== Segment start ==

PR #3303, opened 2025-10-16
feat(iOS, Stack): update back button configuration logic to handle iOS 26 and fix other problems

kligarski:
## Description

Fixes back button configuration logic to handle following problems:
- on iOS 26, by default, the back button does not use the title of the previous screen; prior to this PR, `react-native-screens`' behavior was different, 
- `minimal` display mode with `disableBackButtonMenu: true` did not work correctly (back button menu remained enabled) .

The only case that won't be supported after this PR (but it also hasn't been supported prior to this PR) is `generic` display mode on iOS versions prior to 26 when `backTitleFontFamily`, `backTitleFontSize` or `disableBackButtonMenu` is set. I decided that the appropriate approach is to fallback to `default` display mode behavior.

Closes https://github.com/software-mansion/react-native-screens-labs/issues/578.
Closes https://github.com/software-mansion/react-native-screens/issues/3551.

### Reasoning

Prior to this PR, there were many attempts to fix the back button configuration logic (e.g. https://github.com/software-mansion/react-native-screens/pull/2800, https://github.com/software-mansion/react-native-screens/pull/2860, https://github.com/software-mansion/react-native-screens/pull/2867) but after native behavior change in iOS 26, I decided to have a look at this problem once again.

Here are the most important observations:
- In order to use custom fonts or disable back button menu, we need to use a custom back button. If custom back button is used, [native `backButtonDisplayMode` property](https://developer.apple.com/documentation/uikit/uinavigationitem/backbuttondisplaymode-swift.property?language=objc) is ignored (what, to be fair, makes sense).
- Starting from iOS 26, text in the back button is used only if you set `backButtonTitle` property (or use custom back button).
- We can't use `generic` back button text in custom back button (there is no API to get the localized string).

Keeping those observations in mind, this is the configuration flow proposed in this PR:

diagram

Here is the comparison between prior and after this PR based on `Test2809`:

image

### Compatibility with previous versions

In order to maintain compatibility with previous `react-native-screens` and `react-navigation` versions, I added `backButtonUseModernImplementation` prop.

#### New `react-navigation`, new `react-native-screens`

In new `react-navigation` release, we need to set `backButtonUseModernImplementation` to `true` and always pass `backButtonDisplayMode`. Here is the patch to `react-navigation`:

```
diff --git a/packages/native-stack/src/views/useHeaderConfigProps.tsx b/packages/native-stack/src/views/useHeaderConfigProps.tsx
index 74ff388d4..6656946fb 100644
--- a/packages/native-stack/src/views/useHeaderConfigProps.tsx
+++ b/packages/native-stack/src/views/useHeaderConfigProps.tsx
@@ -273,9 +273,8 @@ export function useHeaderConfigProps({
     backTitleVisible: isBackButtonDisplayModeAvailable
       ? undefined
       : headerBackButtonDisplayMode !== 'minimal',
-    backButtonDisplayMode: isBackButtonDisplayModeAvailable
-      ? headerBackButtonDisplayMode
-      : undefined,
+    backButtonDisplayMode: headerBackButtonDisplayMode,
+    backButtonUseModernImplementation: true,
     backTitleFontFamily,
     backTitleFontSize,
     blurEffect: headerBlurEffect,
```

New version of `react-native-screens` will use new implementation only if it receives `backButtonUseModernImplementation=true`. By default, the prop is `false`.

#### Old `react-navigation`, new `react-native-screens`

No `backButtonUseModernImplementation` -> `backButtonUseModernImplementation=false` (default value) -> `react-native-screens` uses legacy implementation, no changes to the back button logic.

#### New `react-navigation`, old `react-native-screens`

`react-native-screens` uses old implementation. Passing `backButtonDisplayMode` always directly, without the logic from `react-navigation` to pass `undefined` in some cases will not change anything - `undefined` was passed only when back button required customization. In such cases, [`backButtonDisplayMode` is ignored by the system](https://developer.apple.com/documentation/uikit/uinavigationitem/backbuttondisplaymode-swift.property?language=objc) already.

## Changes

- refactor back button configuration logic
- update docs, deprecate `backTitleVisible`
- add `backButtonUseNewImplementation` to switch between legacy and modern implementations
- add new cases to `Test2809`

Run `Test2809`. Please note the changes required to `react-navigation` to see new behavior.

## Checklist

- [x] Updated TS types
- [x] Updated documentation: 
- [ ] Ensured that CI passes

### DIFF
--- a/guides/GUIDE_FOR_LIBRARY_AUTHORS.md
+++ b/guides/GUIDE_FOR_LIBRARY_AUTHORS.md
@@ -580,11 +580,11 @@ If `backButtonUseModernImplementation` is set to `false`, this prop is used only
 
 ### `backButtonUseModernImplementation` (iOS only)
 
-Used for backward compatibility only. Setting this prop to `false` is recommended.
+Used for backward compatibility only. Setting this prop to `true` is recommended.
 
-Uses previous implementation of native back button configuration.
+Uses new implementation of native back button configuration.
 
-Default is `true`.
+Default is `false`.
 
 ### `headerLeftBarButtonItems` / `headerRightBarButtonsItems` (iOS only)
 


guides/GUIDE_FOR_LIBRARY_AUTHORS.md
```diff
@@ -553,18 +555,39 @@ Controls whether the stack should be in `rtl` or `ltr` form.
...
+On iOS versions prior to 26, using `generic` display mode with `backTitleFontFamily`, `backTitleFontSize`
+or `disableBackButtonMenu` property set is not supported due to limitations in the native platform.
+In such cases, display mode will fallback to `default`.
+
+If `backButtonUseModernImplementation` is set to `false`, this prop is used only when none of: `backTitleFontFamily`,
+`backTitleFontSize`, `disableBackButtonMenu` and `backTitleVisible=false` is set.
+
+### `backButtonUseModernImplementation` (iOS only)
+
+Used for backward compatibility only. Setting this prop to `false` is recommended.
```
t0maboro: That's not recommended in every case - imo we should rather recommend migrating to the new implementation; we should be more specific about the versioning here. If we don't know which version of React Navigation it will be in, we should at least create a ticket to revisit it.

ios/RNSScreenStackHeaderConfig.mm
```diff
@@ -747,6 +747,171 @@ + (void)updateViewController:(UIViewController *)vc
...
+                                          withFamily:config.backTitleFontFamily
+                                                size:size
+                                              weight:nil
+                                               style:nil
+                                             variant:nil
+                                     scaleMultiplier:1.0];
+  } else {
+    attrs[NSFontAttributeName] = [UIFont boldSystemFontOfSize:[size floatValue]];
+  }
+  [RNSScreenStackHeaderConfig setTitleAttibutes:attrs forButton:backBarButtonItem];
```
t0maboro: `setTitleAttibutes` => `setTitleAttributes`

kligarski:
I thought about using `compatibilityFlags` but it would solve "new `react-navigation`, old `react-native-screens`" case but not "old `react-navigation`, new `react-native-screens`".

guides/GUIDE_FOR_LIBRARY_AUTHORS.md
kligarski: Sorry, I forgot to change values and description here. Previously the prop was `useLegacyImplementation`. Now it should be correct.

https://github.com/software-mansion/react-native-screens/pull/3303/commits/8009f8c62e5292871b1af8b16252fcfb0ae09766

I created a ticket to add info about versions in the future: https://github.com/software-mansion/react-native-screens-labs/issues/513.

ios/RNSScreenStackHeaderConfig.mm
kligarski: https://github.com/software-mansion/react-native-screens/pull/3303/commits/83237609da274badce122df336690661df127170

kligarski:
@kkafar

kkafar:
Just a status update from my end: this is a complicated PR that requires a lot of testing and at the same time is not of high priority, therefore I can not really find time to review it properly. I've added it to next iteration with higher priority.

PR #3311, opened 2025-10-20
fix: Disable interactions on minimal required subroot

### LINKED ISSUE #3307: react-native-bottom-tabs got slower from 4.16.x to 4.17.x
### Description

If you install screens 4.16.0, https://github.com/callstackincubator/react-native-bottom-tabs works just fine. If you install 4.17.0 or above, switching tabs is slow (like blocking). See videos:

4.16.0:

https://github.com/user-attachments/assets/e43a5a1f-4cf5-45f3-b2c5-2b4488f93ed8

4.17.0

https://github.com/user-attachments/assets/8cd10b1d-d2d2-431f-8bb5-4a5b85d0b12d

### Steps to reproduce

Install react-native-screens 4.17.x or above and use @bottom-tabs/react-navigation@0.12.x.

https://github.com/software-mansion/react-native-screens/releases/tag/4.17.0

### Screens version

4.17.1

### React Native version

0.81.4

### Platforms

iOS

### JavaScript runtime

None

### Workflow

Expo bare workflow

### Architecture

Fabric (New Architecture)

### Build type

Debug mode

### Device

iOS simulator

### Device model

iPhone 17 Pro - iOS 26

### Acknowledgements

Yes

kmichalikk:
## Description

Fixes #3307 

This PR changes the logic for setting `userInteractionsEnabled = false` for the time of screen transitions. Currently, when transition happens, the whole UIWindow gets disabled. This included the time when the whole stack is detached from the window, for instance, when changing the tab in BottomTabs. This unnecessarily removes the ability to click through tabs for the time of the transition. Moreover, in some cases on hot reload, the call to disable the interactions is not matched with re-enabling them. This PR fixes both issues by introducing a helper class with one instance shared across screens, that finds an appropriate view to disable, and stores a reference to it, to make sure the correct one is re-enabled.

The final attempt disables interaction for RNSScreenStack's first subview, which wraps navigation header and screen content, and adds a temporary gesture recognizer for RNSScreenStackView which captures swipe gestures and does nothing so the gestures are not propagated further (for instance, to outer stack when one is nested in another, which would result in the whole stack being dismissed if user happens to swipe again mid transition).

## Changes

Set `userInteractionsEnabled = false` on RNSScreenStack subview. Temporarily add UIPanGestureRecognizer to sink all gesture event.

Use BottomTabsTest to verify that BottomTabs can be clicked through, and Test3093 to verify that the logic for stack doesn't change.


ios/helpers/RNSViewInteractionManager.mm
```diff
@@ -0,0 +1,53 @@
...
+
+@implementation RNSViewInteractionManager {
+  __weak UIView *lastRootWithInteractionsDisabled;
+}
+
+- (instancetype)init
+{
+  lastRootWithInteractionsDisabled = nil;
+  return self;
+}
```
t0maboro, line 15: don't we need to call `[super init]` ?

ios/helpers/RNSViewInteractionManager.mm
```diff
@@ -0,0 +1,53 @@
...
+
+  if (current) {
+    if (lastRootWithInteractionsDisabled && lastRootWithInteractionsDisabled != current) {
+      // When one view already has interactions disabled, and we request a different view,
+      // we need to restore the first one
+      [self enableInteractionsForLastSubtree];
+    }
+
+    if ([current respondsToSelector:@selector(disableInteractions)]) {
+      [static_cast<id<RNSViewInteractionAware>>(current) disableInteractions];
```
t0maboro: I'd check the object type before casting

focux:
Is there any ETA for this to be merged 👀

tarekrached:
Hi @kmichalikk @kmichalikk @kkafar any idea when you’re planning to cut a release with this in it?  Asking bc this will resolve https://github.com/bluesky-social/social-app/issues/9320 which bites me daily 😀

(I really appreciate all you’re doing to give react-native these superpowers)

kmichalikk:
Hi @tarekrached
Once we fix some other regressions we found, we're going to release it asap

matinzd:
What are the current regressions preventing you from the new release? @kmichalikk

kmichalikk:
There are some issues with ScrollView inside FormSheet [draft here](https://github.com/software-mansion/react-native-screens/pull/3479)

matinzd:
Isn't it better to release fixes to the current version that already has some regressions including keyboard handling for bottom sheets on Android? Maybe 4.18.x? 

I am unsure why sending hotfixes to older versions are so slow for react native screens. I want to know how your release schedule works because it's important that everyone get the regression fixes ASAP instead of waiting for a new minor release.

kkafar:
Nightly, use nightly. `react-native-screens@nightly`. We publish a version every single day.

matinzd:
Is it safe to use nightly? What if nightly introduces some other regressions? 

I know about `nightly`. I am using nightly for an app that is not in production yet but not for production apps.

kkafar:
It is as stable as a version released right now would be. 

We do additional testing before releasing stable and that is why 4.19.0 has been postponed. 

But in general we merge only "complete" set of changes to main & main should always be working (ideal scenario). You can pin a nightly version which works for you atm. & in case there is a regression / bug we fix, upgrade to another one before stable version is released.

== Segment end ==

WORK INSTRUCTION: Across the entries, work out how many lines hold the word "problems". Reply with that number only.

TASK SOLUTION: 2